Comment 7 for bug 183156

Revision history for this message
John A Meinel (jameinel) wrote :

Note that if we change the loop to:
python -c "
from bzrlib import trace, branch
trace.enable_default_logging()
b = branch.Branch.open('launchpad-2a/devel')
b.lock_read()
maps = []
for vf_name in ['revisions', 'signatures', 'inventories', 'chk_bytes', 'texts']:
    vf = getattr(b.repository, vf_name)
    maps.append(vf.keys())
    trace.debug_memory('after %s' % (vf_name,))
b.unlock()
trace.debug_memory('after unlock')
del maps
trace.debug_memory('after del maps')
"
Internally, .keys() calls iter_all_entries() which does not cache the keys in the btree caches. At that point we have:
after revisions
VmPeak: 25900 kB
VmSize: 25900 kB
VmRSS: 23012 kB
after signatures
VmPeak: 28464 kB
VmSize: 28464 kB
VmRSS: 25560 kB
after inventories
VmPeak: 32080 kB
VmSize: 32080 kB
VmRSS: 29008 kB
after chk_bytes
VmPeak: 101212 kB
VmSize: 95252 kB
VmRSS: 92396 kB
after texts
VmPeak: 113188 kB
VmSize: 109976 kB
VmRSS: 107108 kB
after unlock
VmPeak: 113188 kB
VmSize: 109976 kB
VmRSS: 107108 kB
after del maps
VmPeak: 113188 kB
VmSize: 94596 kB
VmRSS: 91728 kB

If I add this debug loop:
from memory_dump import scanner, _scanner
scanner.dump_all_referenced(open(',,maps_refs.txt', 'wb'), maps)
size = dict.fromkeys('0123', 0)
size['0'] = _scanner.size_of(maps)
for x in maps:
  size['1'] += _scanner.size_of(x)
  for y in gc.get_referents(x):
    size['2'] += _scanner.size_of(y)
    for z in gc.get_referents(y):
      size['3'] += _scanner.size_of(z)
pprint.pprint(size)

I get:

Now if I did it correctly, maps is a list of lists of keys [of strings].
{'0': 64, '1': 15729200, '2': 26713160, '3': 92853917}
135,296,341

So we have 64 bytes allocated to the overall list
15.7M bytes allocated to the lists of keys
26.7M bytes allocated to the tuples
92.9M bytes allocated to strings

Now the strings are, in theory, duplicated and deduped via intern() and my size_of() loop does not check any of that.

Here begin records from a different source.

PR #33, opened 2023-04-25
Adds critical flow BC

bishtgautam:
Adds critical flow BC.

### DIFF
--- a/src/physics_swe.c
+++ b/src/physics_swe.c
@@ -136,22 +136,29 @@ static PetscErrorCode GetVelocityFromMomentum(PetscReal tiny_h, RiemannDataSWE *
   PetscFunctionReturn(0);
 }
 
-// Computes flux based on Roe solver
-// N    - Size of the array
-// hl   - Height left of the edge
-// hr   - Height right of the edge
-// ul   - Velocity in x-dir left of the edge
-// ur   - Velocity in x-dir right of the edge
-// vl   - Velocity in y-dir left of the edge
-// vr   - Velocity in y-dir right of the edge
-// sn   - sine of the angle between edge and y-axis
-// cn   - cosine of the angle between edge and y-axis
-// fij  - flux
-// amax - maximum courant number
-static PetscErrorCode ComputeRoeFlux(PetscInt N, const PetscReal hl[N], const PetscReal hr[N], const PetscReal ul[N], const PetscReal ur[N],
-                                     const PetscReal vl[N], const PetscReal vr[N], const PetscReal sn[N], const PetscReal cn[N], PetscReal fij[N][3],
-                                     PetscReal amax[N]) {
+/// Computes flux based on Roe solver
+/// @param [in] N Size of the array
+/// @param [in] *datal A RiemannDataSWE for values left of the edges
+/// @param [in] *datar A RiemannDataSWE for values right of the edges
+/// @param [in] sn Sine of the angle between edge and y-axis
+/// @param [in] cn Cosine of the angle between edge and y-axis
+/// @param [out] fij Flux through the edges
+/// @param [out] amax Maximum courant number
+/// @return 0 on success, or a non-zero error code on failure
+static PetscErrorCode ComputeRoeFlux(PetscInt N, RiemannDataSWE *datal, RiemannDataSWE *datar, const PetscReal sn[N], const PetscReal cn[N],
+                                     PetscReal fij[N][3], PetscReal amax[N]) {
   PetscFunctionBeginUser;
+
+  PetscReal *hl = datal->h;
+  PetscReal *ul = datal->u;
+  PetscReal *vl = datal->v;
+
+  PetscReal *hr = datar->h;
+  PetscReal *ur = datar->u;
+  PetscReal *vr = datar->v;
+
+  PetscAssert(datal->N == datar->N, PETSC_COMM_WORLD, PETSC_ERR_ARG_SIZ, "Size of data left and right of edges is not the same!");
+  PetscAssert(N == datal->N, PETSC_COMM_WORLD, PETSC_ERR_ARG_SIZ, "Size of data left/right of edges is not the same as sn/cn");
 
   for (PetscInt n = 0; n < N; n++) {
     // Compute Roe averages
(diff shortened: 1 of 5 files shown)


src/physics_swe.c
```diff
@@ -296,58 +296,51 @@ static PetscErrorCode RHSFunctionForInternalEdges(RDy rdy, Vec F, CourantNumberD
...
-    PetscInt iedge = boundary->edge_ids[e];
-    PetscInt icell = edges->cell_ids[2 * iedge];
+  PetscFunctionReturn(0);
+}
 
-    cn_vec_bnd[e] = edges->cn[iedge];
-    sn_vec_bnd[e] = edges->sn[iedge];
+// After the right values (hr/ur/vr) have been computed based on the different type of BCs,
+// compute the fluxes and add contribution in the F vector.
+static PetscErrorCode ComputeBC(RDy rdy, RDyBoundary *boundary, PetscReal tiny_h, CourantNumberDiagnostics *courant_num_diags, PetscInt N,
```
bishtgautam, line 328: @jeff-cohere The input argument list is absurdly too long and ideas on how to make it more readable are welcome. Maybe we can make a struct that contains the three variables`h`, `u` and `v`.

jeff-cohere: We could define a boundary condition struct that holds all this information, and initialize it with an appropriate function. For example, if we shoved all of the arrays of length `N` into a `SWEBCData` struct (for example):

```
typedef struct {
  // boundary associated with this data
  RDyBoundary *boundary;
  // number of boundary edges
  PetscInt N;
  // boundary edge data
  PetscReal *hl, *hr, *ul, *ur, *vl, *vr, *sn, *cn;
} BCDataSWE;

static PetscErrorCode BCDataSWECreate(RDyBoundary *boundary, BCDataSWE* bc_data) {
  PetscFunctionBegin;
  bc_data.boundary = boundary;
  PetscInt N = boundary->num_edges;
  bc_data.N = N;
  RDyAlloc(PetscReal, N, &boundary->hl);
  // etc
}

static PetscErrorCode BCDataSWEDestroy(BCDataSWE bc_data) {
  PetscFunctionBegin;
  RDyFree(bc_data.hl);
  // etc
}
```

Then `ComputeBC` might look like this:

```
static PetscErrorCode ComputeBC(RDy rdy, BCDataSWE* bc_data, PetscReal tiny_h, CourantNumberDiagnostics *courant_num_diags, PetscReal *X, PetscReal *F) {
  // etc
}
```

and `PerformPreComputationForBC` (or `PrecomputeBCData`, perhaps) would look similar.

Does this sound reasonable?

jeff-cohere: Of course, it might be good to chat with Jed and Matt sometime soon about their libceed QFunctions and their vectorization, in case we need to do anything special for our GPU-friendly strategy.

src/read_config_file.c
```diff
@@ -699,8 +699,8 @@ static PetscErrorCode ParseFlowConditions(yaml_event_t *event, YamlParserState *
       } else {
         if (!strcmp(state->parameter, "type")) {
           PetscInt selection;
-          SelectItem(value, 3, (const char *[3]){"dirichlet", "neumann", "reflecting"},
-                     (PetscInt[3]){CONDITION_DIRICHLET, CONDITION_NEUMANN, CONDITION_REFLECTING}, &selection);
+          SelectItem(value, 4, (const char *[4]){"dirichlet", "neumann", "reflecting", "critical-outflow"},
```
bishtgautam, line 702: @jeff-cohere  I used `critical-outflow` instead of using `critical_outflow`, which I think is the correct approach to avoid confusing yaml, but I want to double-check with you if it is the correct thing to do.

src/physics_swe.c
```diff
@@ -222,25 +267,27 @@ static PetscErrorCode RHSFunctionForInternalEdges(RDy rdy, Vec F, CourantNumberD
   PetscCheck(ndof == 3, rdy->comm, PETSC_ERR_USER, "Number of dof in local vector must be 3!");
 
   PetscInt  num = mesh->num_internal_edges;
-  PetscReal hl_vec_int[num], hul_vec_int[num], hvl_vec_int[num], ul_vec_int[num], vl_vec_int[num];
-  PetscReal hr_vec_int[num], hur_vec_int[num], hvr_vec_int[num], ur_vec_int[num], vr_vec_int[num];
   PetscReal sn_vec_int[num], cn_vec_int[num];
   PetscReal flux_vec_int[num][3], amax_vec_int[num];
 
+  RiemannDataSWE datal, datar;
+  PetscCall(RiemannDataSWECreate(num, &datal));
```
jeff-cohere, line 274: Here we are allocating and deleting memory every time we want to compute fluxes. If this causes too much "churn" (asking the OS for memory and then handing it back a lot), there are things we can do to alleviate it. But I think it's fine for now--just making a note.

src/physics_swe.c
```diff
@@ -293,61 +339,56 @@ static PetscErrorCode RHSFunctionForInternalEdges(RDy rdy, Vec F, CourantNumberD
...
 }
 
-// applies a reflecting boundary condition on the given boundary, computing
-// fluxes F for the solution vector components X
-static PetscErrorCode ApplyReflectingBC(RDy rdy, RDyBoundary *boundary, PetscReal tiny_h, CourantNumberDiagnostics *courant_num_diags, PetscReal *X,
-                                        PetscReal *F) {
+// Before computing BC fluxes, perform common precomputation irrespective of BC type that include:
+// (i) extracting h/hu/hv from the solution vector X, and
+// (ii) compute velocities (u/v) from momentum (hu/hv).
+static PetscErrorCode PerformPreComputationForBC(RDy rdy, RDyBoundary *boundary, PetscReal tiny_h, PetscInt N, RiemannDataSWE *data, PetscReal cn[N],
```
jeff-cohere, line 351: What do you think about renaming this to `PrecomputeBC`? Again, not a big deal. :-)

bishtgautam: done.

src/physics_swe.c
bishtgautam: Good point. I have added comments about it.

jeff-cohere (approved):
This looks good to me. I'll think about how to minimize OS churn with allocation/freeing of Riemann solver data, since it seems like we're doing it in a lot of places. But I don't think it's urgent at the moment. And some of the solutions to this problem (e.g. an allocator that holds on to a certain pool of memory) would allow us to keep this code as is.

Are you concerned about the level of test coverage? If so, we can probably add some more unit tests.

bishtgautam:
To improve the code coverage since I initially opened the PR, I have now [updated the ex2b.yaml](https://github.com/RDycore/RDycore/pull/33/files#diff-739c44ee05b05444bd5d2a30ce93216bb4fa14409fbe193113d7a512e98b37ed) to include a critical flow BC. So, I'm not concerned with current code coverage.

If I get rid of the intern() calls by editing _btree_serializer_pyx.pyx to change the call to safe_interned_string_from_size to safe_string_from_size I end up with:
VmPeak: 162088 kB
VmSize: 158876 kB
VmRSS: 155868 kB
{'0': 64, '1': 15729200, '2': 26713160, '3': 92853917}
135,296,341

However, you can see that VmPeak went from 113188 kB to 162088 kB, so the intern() does seem to be helping.

The most concerning to me is that we don't seem to be reclaiming the memory when we are done. Which is strange.